What is needed — Among the records, which lines hold the word "loadState"? Pick them out.

== Segment start ==

PR #1451, opened 2024-08-09
fix: openLinks on first login screen

shiron-dev:
There was a bug that the "Create new OAuth App" button did not respond when pressing it to login again after deleting data.

This happens because loadState() is executed when opening the link, but once the data is deleted, localStorage becomes empty and loadState() returns null.
So I fixed this bug by saving the defalut states (defaultAuth and defaultSettings) when localStorage is empty.

After starting the app with `pnpm start` and then pressing the "Create new OAuth App" button, the error displayed was as follows
```
[44950:0809/151522.895514:INFO:CONSOLE(2)] "Uncaught TypeError: Cannot read properties of undefined (reading 'openLinks')", source: file:///Users/shiron/projects/gitify/build/js/app.js (2)
```

### DIFF
--- a/src/context/App.tsx
+++ b/src/context/App.tsx
@@ -46,7 +46,7 @@ import { clearState, loadState, saveState } from '../utils/storage';
 import { setTheme } from '../utils/theme';
 import { zoomPercentageToLevel } from '../utils/zoom';
 
-const defaultAuth: AuthState = {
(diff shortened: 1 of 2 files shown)


setchy:
Thanks @shiron-dev for reporting this and raising a fix.

I've taken your approach and moved it into our storage `loadState` fn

== Segment end ==

Answer to the exercise —
This happens because loadState() is executed when opening the link, but once the data is deleted, localStorage becomes empty and loadState() returns null.
@@ -46,7 +46,7 @@ import { clearState, loadState, saveState } from '../utils/storage';
I've taken your approach and moved it into our storage `loadState` fn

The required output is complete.